Comparison of Cuban ruins to Teotihuacan
Mar 05, 2006 01:32 PM
by krsanna
Comments Paulina Selitsky made comparing the sunkens ruins off the
coast of Cuba follow with a link to the site where these are posted
with photos. Best regards, Krsanna
http://www.freerepublic.com/focus/f-news/992589/posts
"Paulina Zelitsky knows Cuban and Caribbean archaeological histories
because one of ADC International's business services is to look for
underwater shipwrecks, treasures and artifacts. Paulina had
discovered in late 1998 the 100-year-old battleship, The Maine, that
blew up mysteriously in 1898, killed 260 American sailors and set
off the Spanish-American War. So when she saw the Cuban side scan
sonar images with 90 degree angles and long, straight corridors, she
thought of Meso American architecture and places like Teotihuacan.
"Teotihuacan, Mexico archaeological remains from Chronology and
Catastrophism Review, Vol. 1, 1999, showing three mile long Avenue
of the Dead passing the 15-story-high Pyramid of the Sun and square
stepped buildings spaced along the avenue.
"Teotihuacan might have been the largest city on Earth 2,000 years
ago. Archaeologists estimate that nearly a quarter of a million
people inhabited houses, apartments and palaces covering almost ten
square miles on the northeast outskirts of what we know today to be
Mexico City.
"Pyramid of the Moon built at Teotihuacan, Mexico, between A.D. 150
and 225, its base measures 492 feet on each side and its height is
138 feet. The bigger Pyramid of the Sun also has a square base,
measures 738 feet on each side and rises 210 feet high.
"Teotihuacan was dominated by the 15-story-high Pyramid of the Sun
and the Pyramid of the Moon, plus the smaller but intricately carved
Pyramid of Quetzacoatl.

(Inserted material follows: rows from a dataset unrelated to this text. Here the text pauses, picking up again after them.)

Issue #2795, opened 2025-11-20
Implement SNARK-friendly changes in STM library


jpraynaud:
## Why
We need to refactor the STM library in order to make it SNARK-friendly. Following the definition of the architecture in #2763, we have defined an implementation plan and we want to address the refactoring part of the plan as a first step.

## What
Implement SNARK-friendly changes in the STM library.

## How
- [x] Update the Merkle tree to support multiple leaves (for concatenation and following proof systems)
- [x] Update the key registration to support the new Merkle tree structure
- [x] Move responsibility of creating single signature artifacts to the concatenation proof system (in the `proof_system` module)

PR #2866, opened 2025-12-17
SNARK-friendly STM: Support multiple Merkle Tree leaves

curiecrypt:
## Content

This PR includes the changes required for supporting multiple `MerkleTreeLeaf` types. 

## Pre-submit checklist

- Branch
- PR
  - [x] Self-reviewed the diff
  - [x] Reviewer requested

## Issue(s)

Relates to #2795

### DIFF
--- a/mithril-stm/src/membership_commitment/merkle_tree/commitment.rs
+++ b/mithril-stm/src/membership_commitment/merkle_tree/commitment.rs
@@ -159,6 +159,14 @@ impl<D: Digest + FixedOutput, L: MerkleTreeLeaf> MerkleTreeBatchCommitment<D, L>
         msgp
     }
 
+    /// Serializes the Merkle Tree commitment together with a message in a single vector of bytes.
+    /// Outputs `msg || self` as a vector of bytes.
+    // todo: Do we need to concat msg to whole commitment (nr_leaves and root) or just the root?
+    #[deprecated(since = "0.5.0", note = "Use `concatenate_with_message` instead")]
+    pub fn concat_with_msg(&self, msg: &[u8]) -> Vec<u8> {
+        Self::concatenate_with_message(self, msg)
+    }
+
     /// Check a proof of a batched opening. The indices must be ordered.
     ///
     /// # Error
@@ -266,6 +274,25 @@ impl<D: Digest + FixedOutput, L: MerkleTreeLeaf> MerkleTreeBatchCommitment<D, L>
         }
 
         Err(anyhow!(MerkleTreeError::BatchPathInvalid(proof.to_bytes())))
+    }
+
+    /// Check a proof of a batched opening. The indices must be ordered.
+    ///
+    /// # Error
+    /// Returns an error if the proof is invalid.
+    // todo: Update doc.
+    // todo: Simplify the algorithm.
+    // todo: Maybe we want more granular errors, rather than only `BatchPathInvalid`
+    #[deprecated(
+        since = "0.5.0",
+        note = "Use `verify_leaves_membership_from_batch_path` instead"
+    )]
+    pub fn check(&self, batch_val: &[L], proof: &MerkleBatchPath<D>) -> StmResult<()>
+    where
+        D: FixedOutput + Clone,
+        L: MerkleTreeLeaf,
+    {
+        Self::verify_leaves_membership_from_batch_path(self, batch_val, proof)
     }
 
     /// Convert to bytes


mithril-stm/src/membership_commitment/merkle_tree/tree.rs
```diff
@@ -25,11 +26,13 @@ pub struct MerkleTree<D: Digest> {
...
     hasher: PhantomData<D>,
+    /// Phantom type to link the tree with its leafe
+    leaves: PhantomData<L>,
 }
 
-impl<D: Digest + FixedOutput> MerkleTree<D> {
+impl<D: Digest + FixedOutput, L: MerkleTreeLeaf> MerkleTree<D, L> {
     /// Provided a non-empty list of leaves, `create` generates its corresponding `MerkleTree`.
-    pub(crate) fn new(leaves: &[MerkleTreeLeaf]) -> MerkleTree<D> {
+    pub(crate) fn new(leaves: &[MerkleTreeConcatenationLeaf]) -> MerkleTree<D, L> {
```
jpraynaud: The Merkle tree should not depend on any implementation of the `MerkleTreeLeaf` trait (except in the tests):
```suggestion
    pub(crate) fn new(leaves: &[L]) -> MerkleTree<D, L> {
```

mithril-stm/src/membership_commitment/merkle_tree/commitment.rs
jpraynaud, line 1: The commitments should be using a generic `MerkleTreeLeaf` and no concrete implementation (except in tests)

mithril-stm/src/protocol/key_registration.rs
jpraynaud, line 1: The goal is to have a key registration agnostic of the leaves, which means that we don't want the key registration types to depend on the `MerkleTreeLeaf`. This must be internal stuff only (where we use the `ConcatenationMerkleLeaf` for the current Concatenation proof) . Thus only files of the `mithril-stm` library should be modified in this PR.

mithril-stm/src/membership_commitment/merkle_tree/leaf.rs
```diff
@@ -6,35 +6,43 @@ use crate::{Stake, StmResult, VerificationKey, signature_scheme::BlsVerification
 
 use super::MerkleTreeError;
 
-/// The values that are committed in the Merkle Tree.
-/// Namely, a verified `VerificationKey` and its corresponding stake.
+/// Trait defining the `from/to_bytes()` functionalities of the `MerkleTreeLeaf`.
+pub trait MerkleTreeLeaf: Clone + Send + Sync + Copy {
+    fn from_bytes(bytes: &[u8]) -> StmResult<Self>
+    where
+        Self: Sized;
```
jpraynaud: This one is not needed as we only want to use the bytes representation of the leaf in the Merkle tree.
Maybe we need to rename the function soemthing like `as_bytes_for_merkle_tree` to avoid confusion.

mithril-stm/src/membership_commitment/merkle_tree/tree.rs
```diff
@@ -61,12 +63,13 @@ impl<D: Digest + FixedOutput> MerkleTree<D> {
...
             leaf_off: num_nodes - n,
             hasher: PhantomData,
+            leaves: PhantomData,
         }
     }
 
     /// Provided a non-empty list of leaves, `create` generates its corresponding `MerkleTree`.
     #[deprecated(since = "0.5.0", note = "Use `new` instead")]
-    pub fn create(leaves: &[MerkleTreeLeaf]) -> MerkleTree<D> {
+    pub fn create(leaves: &[L]) -> MerkleTree<D, L> {
```
jpraynaud, line 72: This one can be removed at this stage (and maybe other deprecated functions in `0.5.0`).

curiecrypt: I removed the deprecated ones for batch compatibility. However, I left the other ones in order not to get unused warning. I will deal with deprecations in another pr.

mithril-stm/src/membership_commitment/merkle_tree/tree.rs
```diff
@@ -12,7 +12,7 @@ use super::{
 
 /// Tree of hashes, providing a commitment of data and its ordering.
 #[derive(Debug, Clone, PartialEq, Eq, Serialize, Deserialize)]
-pub struct MerkleTree<D: Digest> {
+pub struct MerkleTree<D: Digest, L: MerkleTreeLeaf> {
```
damrobi, line 15: Do we want to change the Digest trait of the Merkle tree to the new MembershipDigest now? Same for the Merkle tree commitment?

mithril-stm/src/membership_commitment/merkle_tree/commitment.rs
```diff
@@ -308,14 +292,15 @@ impl<D: Digest + FixedOutput> MerkleTreeBatchCommitment<D> {
             root,
             nr_leaves,
             hasher: PhantomData,
+            leaf_type: Default::default(),
```
jpraynaud, line 322:
```suggestion
            leaf_type: PhantomData,
```

mithril-stm/src/membership_commitment/merkle_tree/leaf.rs
```diff
@@ -6,35 +6,43 @@ use crate::{Stake, StmResult, VerificationKey, signature_scheme::BlsVerification
 
 use super::MerkleTreeError;
 
-/// The values that are committed in the Merkle Tree.
-/// Namely, a verified `VerificationKey` and its corresponding stake.
+/// Trait defining the `to_bytes()` functionality of the `MerkleTreeLeaf`.
+pub trait MerkleTreeLeaf: Clone + Send + Sync + Copy {
+    fn to_bytes(self) -> Vec<u8>;
+}
```
jpraynaud: The trait lacks a bit of clarity, also I think that we should not consume the leaf when converting to bytes for Merkle tree:
```suggestion
/// Trait implemented to be used as a Merkle tree leaf.
pub trait MerkleTreeLeaf: Clone + Send + Sync + Copy {
    /// Converts the Merkle tree leaf to a bytes representation used internally by the Merkle tree
    fn as_bytes_for_merkle_tree(&self) -> Vec<u8>;
}
```

mithril-stm/src/membership_commitment/merkle_tree/leaf.rs
```diff
@@ -6,35 +6,43 @@ use crate::{Stake, StmResult, VerificationKey, signature_scheme::BlsVerification
...
-pub struct MerkleTreeLeaf(pub BlsVerificationKey, pub Stake);
+pub struct MerkleTreeConcatenationLeaf(pub BlsVerificationKey, pub Stake);
+
+impl MerkleTreeLeaf for MerkleTreeConcatenationLeaf {
+    fn to_bytes(self) -> Vec<u8> {
+        let mut result = [0u8; 104];
+        result[..96].copy_from_slice(&self.0.to_bytes());
+        result[96..].copy_from_slice(&self.1.to_be_bytes());
+        result.to_vec()
+    }
```
jpraynaud, line 32: This `to_bytes` function should be implemented out of the trait, and should be called by the `as_bytes_for_merkle_tree` function of the `MerkleTreeLeaf` trait.

mithril-stm/src/membership_commitment/merkle_tree/leaf.rs
```diff
@@ -6,35 +6,43 @@ use crate::{Stake, StmResult, VerificationKey, signature_scheme::BlsVerification
...
         let stake = Stake::from_be_bytes(u64_bytes);
-        Ok(MerkleTreeLeaf(pk, stake))
-    }
-    pub(crate) fn to_bytes(self) -> [u8; 104] {
-        let mut result = [0u8; 104];
-        result[..96].copy_from_slice(&self.0.to_bytes());
-        result[96..].copy_from_slice(&self.1.to_be_bytes());
-        result
+        Ok(MerkleTreeConcatenationLeaf(pk, stake))
     }
```
jpraynaud: This function should still be called `from_bytes`.

mithril-stm/src/membership_commitment/merkle_tree/leaf.rs
```diff
@@ -6,35 +6,43 @@ use crate::{Stake, StmResult, VerificationKey, signature_scheme::BlsVerification
 
 use super::MerkleTreeError;
 
-/// The values that are committed in the Merkle Tree.
-/// Namely, a verified `VerificationKey` and its corresponding stake.
+/// Trait defining the `to_bytes()` functionality of the `MerkleTreeLeaf`.
+pub trait MerkleTreeLeaf: Clone + Send + Sync + Copy {
```
damrobi, line 10: Do we want to enforce the Digest type used at the leaf level? To make sure it matches the one at the tree level ((Blake2b, Concatenation) and (Poseidon, SNARK)). Or do we want to keep the flexibility in the types of trees we can have?

mithril-stm/src/membership_commitment/merkle_tree/commitment.rs
```diff
@@ -102,12 +107,13 @@ impl<D: Digest + FixedOutput> MerkleTreeCommitment<D> {
     }
 
     /// Extract a `MerkleTreeCommitment` from a byte slice.
-    pub fn from_bytes(bytes: &[u8]) -> StmResult<MerkleTreeCommitment<D>> {
+    pub fn from_bytes(bytes: &[u8]) -> StmResult<MerkleTreeCommitment<D, L>> {
         let root = bytes.to_vec();
```
damrobi, line 111: Check the size of the bytes before deserializing?
```suggestion
        if bytes.len() != 32 {
            return Err(anyhow!(MerkleTreeError::SerializationError)).with_context(||"Failed to deserialize bytes into MerkleTreeCommitment");
        }
        let root = bytes.to_vec();
```

hjeljeli32: As suggested by @damrobi, I think having a length check before deserialization is a safer way.
Regarding the expected length, are we committing to 32-byte Merkle roots for both concatenation and SNARK paths? If yes, hard-coding 32 is great. If no, we may want to parameterize the expected root length so this parsing stays generic.

mithril-stm/src/membership_commitment/merkle_tree/commitment.rs
hjeljeli32, line 316: I understood from this code that we ensure a minimum length (at least 8 bytes for nr_leaves), but not a strict length for the Merkle root itself. Please correct me if my understanding is not good.

If the Merkle root is meant to be a fixed-size digest, it might be worth adding an explicit length check (e.g. bytes.len() == 8 + DIGEST_SIZE) or validating root.len() after parsing.

hjeljeli32 (approved):
LGTM. 
I only left two small suggestions around length checks in from_bytes deserialization functions, aligned what @damrobi suggested.

mithril-stm/src/membership_commitment/merkle_tree/tree.rs
jpraynaud, line 1: Can you add a golden test for the root of the Merkle tree so that we make sure we don't introduce a breaking change in the computation?

mithril-stm/src/membership_commitment/merkle_tree/tree.rs
jpraynaud: This is not needed, the Merkle tree must be agnostic of the `MembershipDigest`.

mithril-stm/src/membership_commitment/merkle_tree/leaf.rs
jpraynaud: This is something that is done at the Merkle tree level and not the leaves.

mithril-stm/src/membership_commitment/merkle_tree/commitment.rs
curiecrypt: Since this might cause some confusion when we include Poseidon hash for snark proof, we decided to handle this in the future. @hjeljeli32, @damrobi, @jpraynaud

damrobi (approved):
LGTM :+1:

Issue #2833, opened 2025-12-01
DMQ testing with SPOs on `preview`


jpraynaud:
## Why
We want to test the DMQ network in the `preview` network with volunteer SPOs before we can plan for the deployment to the mainnet.

## What

Test and qualify the DMQ network in the `pre-release-network`.

### dmq-preview
- [x] Host a static build of the DMQ node
- [x] Create a local Docker image of the DMQ node built on the static build downloaded
- [x] Update the infrastructure to support DMQ node 
- [x] Deploy on `dmq-preview` network with leader aggregator
- [x] Deploy on `dmq-follower-preview` network with follower aggregator

### pre-release-preview
- [x] Create a Docker image of the DMQ node (tools support team)
- [x] Make DMQ node build available on CDN (tools support team)
- [x] Have DMQ mini-protocols published in Pallas on crates.io
- [x] Activate the `future_dmq` feature by default
- [x] Update e2e test to run with DMQ node in e2e tests in CI
- [x] Update the infrastructure to support DMQ node
  - [x] Configure DMQ image in CI
  - [x] Configure GitHub environments vars
    - [x] `testing-preview`
    - [x] `pre-release-preview` (will be done in #2830)
    - [x] `release-preprod` (will be scheduled in #2830)
    - [x] `release-mainnet` (will be scheduled in #2830)
  - [x] Implement block-producer/relay infrastructure for DMQ nodes of signer
  - [x] Activate DMQ in pre-release
  - [x] Remove all TODOs
- [x] Update documentation
  - [x] Update network configuration with bootstrap peers
  - [x] Update DMQ config with tracers in signer and aggregator setup guides
  - [x] Update DMQ download location in signer and aggregator setup guides
  - [x] Prepare deploy on `pre-release-preview` with next distribution
- [x] Prepare testing program with volunteer SPOs
- [x] Plan for DMQ activation in release
- [x] ~~Activate the DMQ node in `pre-release-preview`~~ (will be done in #2830)

PR #2867, opened 2025-12-18
fix: KES signer period

jpraynaud:
## Content

This PR includes a **fix to use the current KES period as input to the KES signer when signing instead of the the number of evolutions of the KES secret key since creation**. This avoids circular dependency where the Operational certificate (returned by the KES signer) is needed to compute the correct number of evolutions of the KES secret key. 
It also includes some clarification on the KES evolutions used to verify the KES signature.

## Pre-submit checklist

- Branch
- PR
  - [x] Self-reviewed the diff
  - [x] Reviewer requested

## Issue(s)
Relates to #2833

### DIFF
--- a/Cargo.lock
+++ b/Cargo.lock
@@ -3700,7 +3700,7 @@ dependencies = [
 
 [[package]]
 name = "mithril-aggregator"
-version = "0.8.3"
+version = "0.8.4"
 dependencies = [
  "anyhow",
  "async-trait",
@@ -3995,7 +3995,7 @@ dependencies = [
 
 [[package]]
 name = "mithril-common"
-version = "0.6.38"
+version = "0.6.39"
 dependencies = [
  "anyhow",
  "async-trait",
@@ -4079,7 +4079,7 @@ dependencies = [
 
 [[package]]
 name = "mithril-end-to-end"
-version = "0.4.112"
+version = "0.4.113"
 dependencies = [
  "anyhow",
  "async-recursion",
@@ -4230,7 +4230,7 @@ dependencies = [
 
 [[package]]
 name = "mithril-signer"
-version = "0.3.0"
+version = "0.3.1"
 dependencies = [
  "anyhow",
  "async-trait",
--- a/mithril-aggregator/Cargo.toml
+++ b/mithril-aggregator/Cargo.toml
@@ -1,6 +1,6 @@
 [package]
 name = "mithril-aggregator"
-version = "0.8.3"
+version = "0.8.4"
 description = "A Mithril Aggregator server"
 authors = { workspace = true }
 edition = { workspace = true }
--- a/mithril-common/Cargo.toml
+++ b/mithril-common/Cargo.toml
@@ -1,6 +1,6 @@
 [package]
 name = "mithril-common"
-version = "0.6.38"
+version = "0.6.39"
 description = "Common types, interfaces, and utilities for Mithril nodes."
 authors = { workspace = true }
 edition = { workspace = true }
--- a/mithril-signer/Cargo.toml
+++ b/mithril-signer/Cargo.toml
@@ -1,6 +1,6 @@
 [package]
 name = "mithril-signer"
-version = "0.3.0"
+version = "0.3.1"
 description = "A Mithril Signer"
 authors = { workspace = true }
 edition = { workspace = true }
--- a/mithril-test-lab/mithril-end-to-end/Cargo.toml
+++ b/mithril-test-lab/mithril-end-to-end/Cargo.toml
@@ -1,6 +1,6 @@
 [package]
 name = "mithril-end-to-end"
-version = "0.4.112"
+version = "0.4.113"
 authors = { workspace = true }
 edition = { workspace = true }
 documentation = { workspace = true }


mithril-common/src/test/crypto_helper/cardano/kes/setup.rs
```diff
@@ -31,16 +31,12 @@ pub fn create_kes_cryptographic_material(
...
     let mut dummy_buffer = [0u8; Sum6Kes::SIZE + 4];
     let mut dummy_seed = [party_idx as u8; 32];
-    let (mut kes_secret_key, kes_verification_key) =
+    let (kes_secret_key, kes_verification_key) =
         Sum6Kes::keygen(&mut dummy_buffer, &mut dummy_seed);
-    for _ in 0..kes_period {
-        kes_secret_key
-            .update()
-            .expect("KES secret key update should not fail");
-    }
```
Alenar, line 40: For my understanding, what does this change entails ?

mithril-signer/src/runtime/runner.rs
```diff
@@ -184,7 +184,7 @@ impl Runner for SignerRunner {
         let stake = stake_distribution
             .get(&self.services.single_signer.get_party_id())
             .ok_or_else(RunnerError::NoStakeForSelf)?;
-        let (operational_certificate, protocol_operational_certificate) = match &self
+        let (_operational_certificate, protocol_operational_certificate) = match &self
```
Alenar: This could be further simplified :)
```suggestion
        let protocol_operational_certificate = match &self
```

mithril-common/src/entities/signer.rs
```diff
@@ -158,8 +158,10 @@ pub struct SignerWithStake {
     #[serde(skip_serializing_if = "Option::is_none")]
     pub operational_certificate: Option<ProtocolOpCert>,
 
-    /// The kes period used to compute the verification key signature
-    // TODO: This kes period should not be used as is and should probably be within an allowed range of kes period for the epoch
+    /// The number of evolutions of the KES key since the start KES period of the operational certificate at the time of signature.
+    ///
+    /// Note: the naming 'kes_period' lacks clarity and should be renamed to 'kes_evolutions'
+    // TODO: This 'kes_period' should be rename to 'kes_evolutions' to avoid confusion
```
Alenar: I'm confused, the place in the code were this value is assigned is in the signer runtime, the value now assigned is:
```rust
let kes_period = self.services.chain_observer.get_current_kes_period().await?;
``` 
Before it was:
```rust
let kes_period = match operational_certificate {
    Some(operational_certificate) => Some(
        self.services
            .chain_observer
            .get_current_kes_period()
            .await?
            .unwrap_or_default()
            - operational_certificate.get_start_kes_period() as KesPeriod,
        ),
        None => None,
    };
```
I may be missing something but this is no KES evolutions, it was the evolution before the change of this PR in the signer runtime but now it seems to be the KES period at the time of the signer creation.

Also this change is far from neutral and also impact messages, the impact is low because we don't really use this value (it's ignored by the aggregator verifier), it's mostly informative.

Alenar (commented):
Maybe we should introduce two new types: `KesPeriod` and `KesEvolution`, the two would be wrappers like we do for the `BlockNumber`.
There could be a twist: the implementation of the `sub` operators on `KesPeriod` could result in `KesEvolution`.

mithril-common/src/test/crypto_helper/cardano/kes/setup.rs
jpraynaud: These updates do not have any impact on the serialized secret key, which explains why they have been removed.

mithril-common/src/entities/signer.rs
jpraynaud: You're right, good catch :+1:  

I have fixed that by using the `let current_kes_period = self.services.chain_observer.get_current_kes_period().await?;` to build the protocol initializer and keep unchanged the `kes_evolutions` to create the `Signer` entity.

mithril-common/src/entities/signer.rs
```diff
@@ -158,10 +158,10 @@ pub struct SignerWithStake {
     #[serde(skip_serializing_if = "Option::is_none")]
     pub operational_certificate: Option<ProtocolOpCert>,
 
-    /// The kes period used to compute the verification key signature
-    // TODO: This kes period should not be used as is and should probably be within an allowed range of kes period for the epoch
+    /// The number of evolutions of the KES key since the start KES period of the operational certificate at the time of signature.
     #[serde(skip_serializing_if = "Option::is_none")]
-    pub kes_period: Option<KesPeriod>,
+    #[serde(rename = "kes_period")]
```
Alenar: You should be able to combine the two attribute :)
```suggestion
    #[serde(rename = "kes_period", skip_serializing_if = "Option::is_none")]
```

mithril-common/src/messages/message_parts/signer.rs
```diff
@@ -36,11 +36,10 @@ pub struct SignerWithStakeMessagePart {
     #[serde(skip_serializing_if = "Option::is_none")]
     pub operational_certificate: Option<HexEncodedOpCert>,
 
-    /// The KES period used to compute the verification key signature
-    // TODO: This KES period should not be used as is and should probably be
-    //       within an allowed range of KES periods for the epoch.
+    /// The number of evolutions of the KES key since the start KES period of the operational certificate at the time of signature.
     #[serde(skip_serializing_if = "Option::is_none")]
-    pub kes_period: Option<KesPeriod>,
+    #[serde(rename = "kes_period")]
```
Alenar:
```suggestion
    #[serde(rename = "kes_period", skip_serializing_if = "Option::is_none")]
```

mithril-common/src/messages/message_parts/signer.rs
```diff
@@ -166,11 +165,10 @@ pub struct SignerMessagePart {
...
```
Alenar:
```suggestion
    #[serde(rename = "kes_period", skip_serializing_if = "Option::is_none")]
```

mithril-common/src/messages/register_signer.rs
```diff
@@ -34,11 +34,10 @@ pub struct RegisterSignerMessage {
     #[serde(skip_serializing_if = "Option::is_none")]
     pub operational_certificate: Option<HexEncodedOpCert>,
 
-    /// The KES period used to compute the verification key signature
-    // TODO: This KES period should not be used as is and should probably be
-    //       within an allowed range of KES periods for the epoch.
+    /// The number of evolutions of the KES key since the start KES period of the operational certificate at the time of signature.
     #[serde(skip_serializing_if = "Option::is_none")]
-    pub kes_period: Option<KesPeriod>,
+    #[serde(rename = "kes_period")]
```
Alenar:
```suggestion
    #[serde(rename = "kes_period", skip_serializing_if = "Option::is_none")]
```

mithril-common/src/entities/signer.rs
jpraynaud: Fixed

mithril-common/src/messages/message_parts/signer.rs
jpraynaud: Fixed

mithril-common/src/messages/message_parts/signer.rs
jpraynaud: Fixed

mithril-common/src/messages/register_signer.rs
jpraynaud: Fixed

mithril-common/src/crypto_helper/cardano/kes/verifier_standard.rs
```diff
@@ -19,19 +19,19 @@ impl KesVerifier for KesVerifierStandard {
...
     ) -> StdResult<()> {
         operational_certificate
             .validate()
             .map_err(|_| KesVerifyError::OpCertInvalid)?;
 
-        // Check if the KES period in the operational certificate matches the provided KES period +/- 1
-        let kes_period_try_min = std::cmp::max(0, kes_period.saturating_sub(1));
-        let kes_period_try_max = std::cmp::min(64, kes_period.saturating_add(1));
-        for kes_period_try in kes_period_try_min..kes_period_try_max {
+        // Check if the signature verifies for the provided KES evolutions value +/- 1
```
curiecrypt: Should we also test valid/invalid cases for +-1 evolutions in the verification?
I cannot see a test that covers these edge cases

mithril-common/src/entities/signer.rs
```diff
@@ -71,7 +71,7 @@ impl Signer {
             verification_key,
             verification_key_signature,
             operational_certificate,
-            kes_period,
+            kes_evolutions: kes_period,
```
curiecrypt: I would rather rename the function argument as `kes_evolutions`

mithril-common/src/entities/signer.rs
```diff
@@ -200,7 +199,7 @@ impl SignerWithStake {
...
```
curiecrypt: same as above

mithril-common/src/messages/message_parts/signer.rs
```diff
@@ -256,7 +252,7 @@ impl Debug for SignerMessagePart {
                     "operational_certificate",
                     &format_args!("{:?}", self.operational_certificate),
                 )
-                .field("kes_period", &format_args!("{:?}", self.kes_period))
+                .field("kes_period", &format_args!("{:?}", self.kes_evolutions))
```
curiecrypt: Is it possible to rename the field as well? 
```suggestion
                .field("kes_evolutions", &format_args!("{:?}", self.kes_evolutions))
```

mithril-aggregator/src/database/record/signer_registration.rs
```diff
@@ -25,7 +25,10 @@ pub struct SignerRegistrationRecord {
     /// Operational certificate of the stake pool operator associated to the signer
     pub operational_certificate: Option<HexEncodedOpCert>,
 
-    /// The kes period used to compute the verification key signature
+    /// The number of evolutions of the KES key since the start KES period of the operational certificate at the time of signature.
+    ///
+    /// Note: the naming 'kes_period' lacks clarity and should be renamed to 'kes_evolutions'
+    // TODO: This 'kes_period' should be renamed to 'kes_evolutions' to avoid confusion
```
curiecrypt, line 31: +1

mithril-common/src/crypto_helper/cardano/kes/signer_with_key.rs
```diff
@@ -61,85 +65,114 @@ mod tests {
...
         let KesCryptographicMaterialForTest {
             party_id: _,
             operational_certificate_file,
             kes_secret_key_file,
         } = create_kes_cryptographic_material(
             1 as KesPartyIndexForTest,
-            0 as KesPeriod,
-            "create_valid_signature_for_message",
+            start_kes_period,
+            current_function!(),
```
curiecrypt, line 85: Just out of curiosity... Why do we need this `current_function()` now and not in the previous version?

jpraynaud: This macro returns the name of the current function and we use it to create a sub-folder for the cryptographic material.
This avoids having multiple use the same sub-folder by mistake which usually creates flakiness in the CI when tests are run in parallel.

mithril-common/src/entities/signer.rs
jpraynaud: Fixed

mithril-common/src/entities/signer.rs
jpraynaud: Fixed

mithril-common/src/messages/message_parts/signer.rs
jpraynaud: Fixed

mithril-common/src/crypto_helper/cardano/kes/verifier_standard.rs
jpraynaud: Yes, I added a test for that and also fixed a problem with the range which was too narrow.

Aztecs did not discover Teotihuacan until
the 1400s and gave the mysterious place the name "Teotihuacan,"
which in the Aztec language meant "City of the Gods" The Aztecs were
impressed by the city's size, splendor and the huge rectangular
rocks that fit closely together in its buildings and pyramids.
"Teotihuacan's most important religious structures were concentrated
in the ceremonial center of the city, an area about two square miles
in size. A great avenue ran north south for three miles with
buildings arranged symmetrically on either side while other streets
intersected going east and west in a perpendicular grid pattern. The
pyramid sizes ranged from 492 (Moon) to 738 feet (Sun) bases and
rose as high as 210 feet.
"Those dimensions are similar to the estimated sizes of some of the
deep underwater megalithic structures ADC International, Inc. has on
sonar images. On videotape, there are also singular, large, granite-
like stones that are curved with an unidentified line detail, or
squared off, or one that seems to be a pyramid-shape rising up out
of a rectangular stone.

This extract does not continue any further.